Mas este aniversário tem mais razões para me interessar. Ao analisar os 35 anos de democracia, o Serviço Nacional de Saúde sobressai como realização ímpar. Apesar de discutida, contestada, ameaçada, defendida e protegida, esta obra soube recolher os apoios de várias forças políticas, quase todas. Assim como o empenho de vários profissionais, quase todos. O SNS é, de todas as criações institucionais e políticas das últimas décadas, talvez a única que conquistou o carinho e a adesão de grande maioria da população. E mesmo os que gostariam de ver o SNS desmantelado têm dificuldade em afirmá-lo publicamente. Mais do que política, é uma vitória semântica, sem a fatuidade do habitual “politicamente correcto”.

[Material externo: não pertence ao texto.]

PR #5135, opened 2022-10-27
rt: use signal driver handle via scheduler::Handle

carllerche:
The signal driver still uses an `Arc` internally to track if the driver
is still running, however, using the `scheduler::Handle` to access the
signal driver handle lets us delete some code.

### DIFF
--- a/tokio/src/runtime/signal/mod.rs
+++ b/tokio/src/runtime/signal/mod.rs
@@ -24,16 +24,13 @@ pub(crate) struct Driver {
     receiver: UnixStream,
 
     /// Shared state
-    inner: Arc<Inner>,
+    inner: Arc<()>,
 }
 
-#[derive(Clone, Debug, Default)]
+#[derive(Debug, Default)]
 pub(crate) struct Handle {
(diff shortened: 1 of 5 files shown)


tokio/src/runtime/signal/mod.rs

O SNS faz parte de um sistema ou de um sector mais geral que é o da saúde. Ora, este é, de longe, entre todos os sectores dos grandes serviços públicos, de todas as áreas sociais, o que melhor se tem portado, o que oferece melhores resultados e o que revela provas empíricas e quantificadas da sua obra.

O sistema de saúde e o Serviço Nacional de Saúde, em particular, foram capazes, melhor do que outros serviços públicos, de se adaptar a uma sociedade que mudou intensamente, mas sobretudo rapidamente. Nestes trinta e cinco anos, cresceram as cidades de modo desordenado; envelheceu muitíssimo a população; diminuiu a natalidade; desapareceram comunidades rurais; quase morreram as actividades primárias; multiplicaram-se os serviços; democratizou-se a sociedade em todos os sentidos; a população conheceu movimentos inéditos de emigração, imigração e regresso de emigrantes; liberalizaram-se os costumes; progrediu a ciência e a tecnologia; aumentaram as desigualdades, apesar de todas as classes sociais terem conhecido um notável acréscimo de conforto e bem-estar; e surgiram novos costumes e novas doenças, assim como novas exigências sanitárias, nova procura de cuidados e mais meios de exame e diagnóstico. Em linhas gerais e sem pormenores, creio que a saúde e o Serviço Nacional de Saúde conseguiram adaptar-se, desenvolver-se e consolidar-se. A saúde portuguesa preparou-se melhor para a era da globalização, da União Europeia, do desaparecimento de fronteiras e do escrutínio internacional permanente, do que outros sectores da vida pública.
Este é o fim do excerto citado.